■ **Assignment**: In the entries that follow, count each line containing "school" and state the total, nothing more.

■ **Dataset**:
PR #935, opened 2026-04-30
descriptor: support hash terminals in WalletPolicy translator

bg002h:
`WalletPolicyTranslator` rejects hash terminals (`sha256` / `hash256` / `ripemd160` / `hash160`) because both directions use `translate_hash_fail!`. BIP 388 places no restriction on them; HTLC patterns are a primary use case. This PR adds explicit implementations bridging `KeyExpression`'s hex `String` storage and `DescriptorPublicKey`'s binary `Hash` types, with a new `WalletPolicyError::TranslatorInvalidHashHex` variant for the parse direction.

Found while building [md-codec](https://github.com/bg002h/descriptor-mnemonic), a BIP 388 wallet-policy encoder.

Authored by Claude Opus 4.7 under my direction.

### DIFF
--- a/src/descriptor/wallet_policy/mod.rs
+++ b/src/descriptor/wallet_policy/mod.rs
@@ -3,9 +3,11 @@
 use core::fmt::{self, Display};
 use core::str::FromStr;
 
+use bitcoin::hashes::{hash160, ripemd160, sha256};
+
 use super::key::XKeyParseError;
 use super::{DerivPaths, DescriptorKeyParseError, Wildcard};
-use crate::{BTreeSet, Descriptor, DescriptorPublicKey, String, Translator, Vec};
+use crate::{BTreeSet, Descriptor, DescriptorPublicKey, String, ToString, Translator, Vec};
 
 mod key_expression;
 
@@ -61,7 +63,30 @@ impl Translator<KeyExpression> for WalletPolicyTranslator {
             .ok_or(WalletPolicyError::KeyInfoInvalidKeyIndex(idx))
     }
 
-    translate_hash_fail!(KeyExpression, DescriptorPublicKey, Self::Error);
+    // Hash terminals: KeyExpression stores hashes as hex `String` (for
+    // template round-tripping), DescriptorPublicKey uses the concrete
+    // `bitcoin::hashes::*::Hash` types. Parse the hex string into the
+    // binary form during materialization.
+
+    fn sha256(&mut self, s: &String) -> Result<sha256::Hash, Self::Error> {
+        s.parse::<sha256::Hash>()
+            .map_err(|_| WalletPolicyError::TranslatorInvalidHashHex("sha256", s.clone()))
+    }
+
+    fn hash256(&mut self, s: &String) -> Result<crate::hash256::Hash, Self::Error> {
+        s.parse::<crate::hash256::Hash>()
+            .map_err(|_| WalletPolicyError::TranslatorInvalidHashHex("hash256", s.clone()))
+    }
+
+    fn ripemd160(&mut self, s: &String) -> Result<ripemd160::Hash, Self::Error> {
+        s.parse::<ripemd160::Hash>()
+            .map_err(|_| WalletPolicyError::TranslatorInvalidHashHex("ripemd160", s.clone()))
+    }
+
+    fn hash160(&mut self, s: &String) -> Result<hash160::Hash, Self::Error> {
+        s.parse::<hash160::Hash>()
+            .map_err(|_| WalletPolicyError::TranslatorInvalidHashHex("hash160", s.clone()))
+    }
 }
 
 impl Translator<DescriptorPublicKey> for WalletPolicyTranslator {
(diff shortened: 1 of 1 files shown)


trevarj (commented):
Another oversight by me in the BIP388 implementation! 

This does make sense and should not error when hashes are in the descriptor template.

I wonder if the tests can be made a little more concise. They seem overly verbose to test such a simple thing...perhaps I'm just getting replaced by Claude...

trevarj:
Oh yeah...it would be nice if this is committed by you instead of Claude. Just my opinion though, I don't know how Andrew feels about that.

bg002h:
I can apologize via Claude too, and I’m sure it would do it better!

That said, Claude was totally comfortable posting as if it were me…I added the human tag at the bottom by telling Claude it can’t pretend to be human. 

That said, as best I can tell this is a real enough issue to be passed along in a “don’t just complain, do something” fashion.

apoelstra:
If Claude writes stuff I strongly prefer it identify as itself rather than as a human. (Identifying as a human "helped by Claude" or "co-authored by Claude" is also fine.)

But can you reduce the amount of text in your commit message and in your PR description? It may be sufficient to just tell Claude to be concise and to assume that the reader is an expert on the codebase.

CI failures are real -- and annoyingly you will have to wait for me to show up and click "Approve CI run" to get that feedback -- can you fix the formatting and the no-std gating?

bg002h:
I told claude AP had some feedback and it literally ingested your words as commands and is busily applying your feedback. 

I’ll let Claude give a whack at this revision and if it continues to spit out text walls with kernels of truth disguised therein, I’ll bow out and just let Claude prepare locally applied patches in Claude-crappy fashion to make my proof of concept project function. 

I’ve never programmed in rust and I’m at best a high school level pascal programmer, and tokens are cheaper than time in my current world…so I apologize for not recognizing it’s crappy output on account of my vague understanding!

bg002h:
Thanks both. Addressed:

- **CI fmt + no-std:** ran `cargo fmt`; switched the module to `use crate::prelude::*` so `ToString` is in scope under `--no-default-features` (matches the pattern in `descriptor/{key,bare,checksum}.rs`). `cargo build --no-default-features` clean locally.
- **Test verbosity:** collapsed the 6 hash-terminal tests into 3 — a parameterized round-trip across all 4 hash kinds, one mixed-pair guard against cross-type interference, and a compact macro-driven invalid-hex variant pin. Net −189 lines in the diff.
- **Commit message + PR body:** trimmed both; assumed expert reader.
- **Attribution:** Claude is named in the `Co-Authored-By` trailer and the PR body. Happy to adjust the wording further if you'd prefer a different form.

Ready for another CI run when you have a moment.

— Brian (with Claude Opus 4.7)

src/descriptor/wallet_policy/mod.rs
```diff
@@ -3,9 +3,12 @@
 use core::fmt::{self, Display};
 use core::str::FromStr;
 
+use bitcoin::hashes::{hash160, ripemd160, sha256};
+
 use super::key::XKeyParseError;
 use super::{DerivPaths, DescriptorKeyParseError, Wildcard};
-use crate::{BTreeSet, Descriptor, DescriptorPublicKey, String, Translator, Vec};
+use crate::prelude::*;
```
trevarj: This import is unneeded. Compiles without it for me.

apoelstra:
8c101fbd7c94cc42c1bef5611d34426a86d50c84 needs rebase

src/descriptor/wallet_policy/mod.rs
```diff
@@ -366,6 +410,67 @@ mod tests {
...
+    #[test]
+    fn translator_invalid_hash_hex_errors() {
+        let mut t = WalletPolicyTranslator { key_info: Vec::new() };
+        let bad = String::from("not_hex");
+
+        macro_rules! assert_bad {
+            ($method:ident, $kind:literal) => {{
+                let err =
+                    <WalletPolicyTranslator as Translator<KeyExpression>>::$method(&mut t, &bad)
+                        .unwrap_err();
```
trevarj: nit:
```suggestion
                let err = Translator::<KeyExpression>::$method(&mut t, &bad).unwrap_err();
```

trevarj (commented):
> I’ve never programmed in rust and I’m at best a high school level pascal programmer, and tokens are cheaper than time in my current world…so I apologize for not recognizing it’s crappy output on account of my vague understanding!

■ **Output of the task**: 2